Second, it is found that COVID cases themselves are not directly connected to voting behavior in a simple way. This again shows that the idea that people vote only because they trust politicians to act in their interest is too simple. The data shows that places with the largest number of cases did not see major shifts in turnout, while some rural counties with smaller numbers of cases did see changes. Access to hospitals and economic disruption should be explored further to understand whether smaller counties faced more difficulty than larger cities. However, in the case of counties with more than five thousand COVID cases, the distribution of increased voting appears more even, with higher voting happening regardless of case counts.

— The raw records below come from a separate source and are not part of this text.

PR #34, opened 2024-07-03
feat: Added Support for Corona Renderer

maxschramp:

Only Default and ART renderers were supported, rendering a file with Corona would default to the scanline renderer.

I duplicated the ART render handler and adjusted it to be a Corona Handler. I also adjusted the allowed output files to include .cxr (Corona EXR Format) and the allowed renderers to include Corona

Minor impact, should just add support for Corona.

I built the wheel and installed it and was able to run Corona jobs.

Only through commit messages, based on the format of the surrounding code additional comments were unnecessary.

No

----

### DIFF
--- a/src/deadline/max_adaptor/MaxAdaptor/schemas/init_data.schema.json
+++ b/src/deadline/max_adaptor/MaxAdaptor/schemas/init_data.schema.json
@@ -19,14 +19,16 @@
                 ".rpf",
                 ".tga",
                 ".tif",
-                ".dds"
+                ".dds",
+                ".cxr"
             ]
         },
         "state_set": { "type": "string" },
         "renderer": {
             "enum": [
                 "Default_Scanline_Renderer",
-                "ART_Renderer"
+                "ART_Renderer",
+                "Corona"
             ]
         },
         "scene_file": { "type": "string" },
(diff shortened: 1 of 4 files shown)


maxschramp:
Hey, this is my first PR ever. Realized I did the Semantic and DCO stuff wrong but let me know if there's anything else I can do to help as I see it needs testing on the different versions of Python?

epmog:
Thanks for the pull request, it's super appreciated! Congrats on it being your first! 🎊 

Yea the DCO/Semantic seems to be a painpoint for the first few contributions so maybe we can do something better to help people get it right from the beginning (or when coming back).

I think the linting will fail due to some formatting, but I'll approve and run it so you can see. The actions mostly do something like this that you can replicate locally:

```
hatch run fmt
hatch run lint
hatch build
hatch run test
```

epmog (dismissed):

lucaseck (dismissed):

maxschramp:
Thanks for the tips! I think the DCO/Semantic stuff makes sense, I just didn't realize it until the the checks showed up here. I ran the actions, I think the only problem was I missed a comma. Hopefully this works!

epmog (approved):

lucaseck (approved):

epmog:
Thanks again for the pull request, this is now merged and will be available in the next release!

maxschramp:
Awesome thanks @epmog! Looking forward to contributing more in the future!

Finally, the exploration of media data found that the portrayal of politics in the news is emotionally charged and focused on major figures rather than evenly covering different sides. What was found in the national media using the New York Times articles is that these outlets focus on well known politicians, which can result in coverage that is lopsided and centered on the political party that is in control of the state. These stories focus on who is important and they use emotionally charged language. The stories were found to have a high density of negative and positive sentiment, with fewer stories showing moderate tone. This tells us that news media such as the New York Times presents charged stories about people that readers are likely to know or recognize. This can create a connection or leave an impression that could motivate voting behavior. For people who feel connected to a political party or a cause, seeing emotionally charged stories may motivate them to vote even if their trust in politicians is low.
To wrap this up, this paper found that trust in politicians may not show the full story of why people vote. The vote returns in Florida point to another explanation, which is that there are many reasons that motivate a person to vote beyond what they receive directly from a politician. The environment around them and the media they consume may explain more about how to predict voting than trust alone.